= EXERCISE DETAILS =
Your output should be the line with "There is no" plus all following lines to the end of the records, exactly as written and nothing more.

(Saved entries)
PR #10115, opened 2021-09-20
Mask Git credentials in the error message

SerheyDolgushev:
Error message might contain git credentials. The simplest way to reproduce it:
1. Setup `github-oauth` in `~/.composer/auth.json`
2. Add some public package to your project:
    ```
    composer require contextualcode/public-package
    ```
3. Switch the previously added package Git repository into private, and make sure current `github-oauth` has no access to it.
4. Remove the caches:
    ```
    composer clearcache
    ```
5. Remove the previously checked out sources for `contextualcode/public-package`:
    ```
     rm -Rf vendor/contextualcode/public-package
    ```
6. Run the composer install
```
    composer clearcache
```
7. You will get error message similar to:
    ```
    [RuntimeException]                                                                                                                                                                                       
    Failed to execute git clone --mirror -- 'https://YOUR_TOKEN:x-oauth-basic@github.com/contextualcode/public-package.git' '/Users/sd/Library/Caches/composer/vcs/git-github.com-contextualcode-public-package.git/'                                                                                                                                                                                                        
    
    Cloning into bare repository '/Users/sd/Library/Caches/composer/vcs/git-github.com-contextualcode-public-package.git'...                                                                                     
    remote: Repository not found.                                                                                                                                                                            
    fatal: repository 'https://YOUR_TOKEN:x-oauth-basic@github.com/contextualcode-public-package.git/' not found 
    ```

There is no need to show the real value of `YOUR_TOKEN`. Instead, the masked version should be showed to improve the security.

PR #10186, opened 2021-10-19
Remove scalar parameter type declaration

herndlm:
`string` can only be used in parameters starting from PHP 7.0.

Was added in #10115


stof:
This tells me that this code is untested, otherwise the CI would have failed on PHP 5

= TASK RESPONSE =
There is no need to show the real value of `YOUR_TOKEN`. Instead, the masked version should be showed to improve the security.

PR #10186, opened 2021-10-19
Remove scalar parameter type declaration

herndlm:
`string` can only be used in parameters starting from PHP 7.0.

Was added in #10115


stof:
This tells me that this code is untested, otherwise the CI would have failed on PHP 5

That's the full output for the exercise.